Dataset entries
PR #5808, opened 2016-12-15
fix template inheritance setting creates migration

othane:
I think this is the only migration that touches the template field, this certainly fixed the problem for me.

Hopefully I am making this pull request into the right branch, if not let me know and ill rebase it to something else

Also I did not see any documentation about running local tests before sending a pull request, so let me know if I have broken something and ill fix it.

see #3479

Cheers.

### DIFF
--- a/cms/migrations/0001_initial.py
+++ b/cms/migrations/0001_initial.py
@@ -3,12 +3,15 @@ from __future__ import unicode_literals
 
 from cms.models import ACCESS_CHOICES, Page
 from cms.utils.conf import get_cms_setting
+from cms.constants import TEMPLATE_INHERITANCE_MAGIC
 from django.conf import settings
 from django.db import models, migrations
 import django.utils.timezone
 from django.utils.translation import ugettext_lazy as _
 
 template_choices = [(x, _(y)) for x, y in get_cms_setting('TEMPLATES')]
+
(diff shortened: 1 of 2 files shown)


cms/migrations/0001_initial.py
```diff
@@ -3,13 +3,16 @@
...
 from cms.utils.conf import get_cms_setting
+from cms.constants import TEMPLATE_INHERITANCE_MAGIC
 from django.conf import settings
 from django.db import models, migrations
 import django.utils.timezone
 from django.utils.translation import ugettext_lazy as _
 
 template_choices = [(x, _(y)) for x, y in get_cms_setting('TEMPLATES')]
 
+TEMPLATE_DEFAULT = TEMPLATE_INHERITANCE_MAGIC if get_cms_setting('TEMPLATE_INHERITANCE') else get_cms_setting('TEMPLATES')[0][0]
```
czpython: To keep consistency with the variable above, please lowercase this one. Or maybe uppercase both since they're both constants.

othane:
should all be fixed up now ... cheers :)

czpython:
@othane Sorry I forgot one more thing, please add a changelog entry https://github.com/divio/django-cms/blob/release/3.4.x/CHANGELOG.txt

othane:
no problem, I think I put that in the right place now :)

Assignment
The whole set of records needs to be written out exactly.

Output of the exercise
PR #5808, opened 2016-12-15
fix template inheritance setting creates migration

othane:
I think this is the only migration that touches the template field, this certainly fixed the problem for me.

Hopefully I am making this pull request into the right branch, if not let me know and ill rebase it to something else

Also I did not see any documentation about running local tests before sending a pull request, so let me know if I have broken something and ill fix it.

see #3479

Cheers.

### DIFF
--- a/cms/migrations/0001_initial.py
+++ b/cms/migrations/0001_initial.py
@@ -3,12 +3,15 @@ from __future__ import unicode_literals
 
 from cms.models import ACCESS_CHOICES, Page
 from cms.utils.conf import get_cms_setting
+from cms.constants import TEMPLATE_INHERITANCE_MAGIC
 from django.conf import settings
 from django.db import models, migrations
 import django.utils.timezone
 from django.utils.translation import ugettext_lazy as _
 
 template_choices = [(x, _(y)) for x, y in get_cms_setting('TEMPLATES')]
+
(diff shortened: 1 of 2 files shown)


cms/migrations/0001_initial.py
```diff
@@ -3,13 +3,16 @@
...
 from cms.utils.conf import get_cms_setting
+from cms.constants import TEMPLATE_INHERITANCE_MAGIC
 from django.conf import settings
 from django.db import models, migrations
 import django.utils.timezone
 from django.utils.translation import ugettext_lazy as _
 
 template_choices = [(x, _(y)) for x, y in get_cms_setting('TEMPLATES')]
 
+TEMPLATE_DEFAULT = TEMPLATE_INHERITANCE_MAGIC if get_cms_setting('TEMPLATE_INHERITANCE') else get_cms_setting('TEMPLATES')[0][0]
```
czpython: To keep consistency with the variable above, please lowercase this one. Or maybe uppercase both since they're both constants.

othane:
should all be fixed up now ... cheers :)

czpython:
@othane Sorry I forgot one more thing, please add a changelog entry https://github.com/divio/django-cms/blob/release/3.4.x/CHANGELOG.txt

othane:
no problem, I think I put that in the right place now :)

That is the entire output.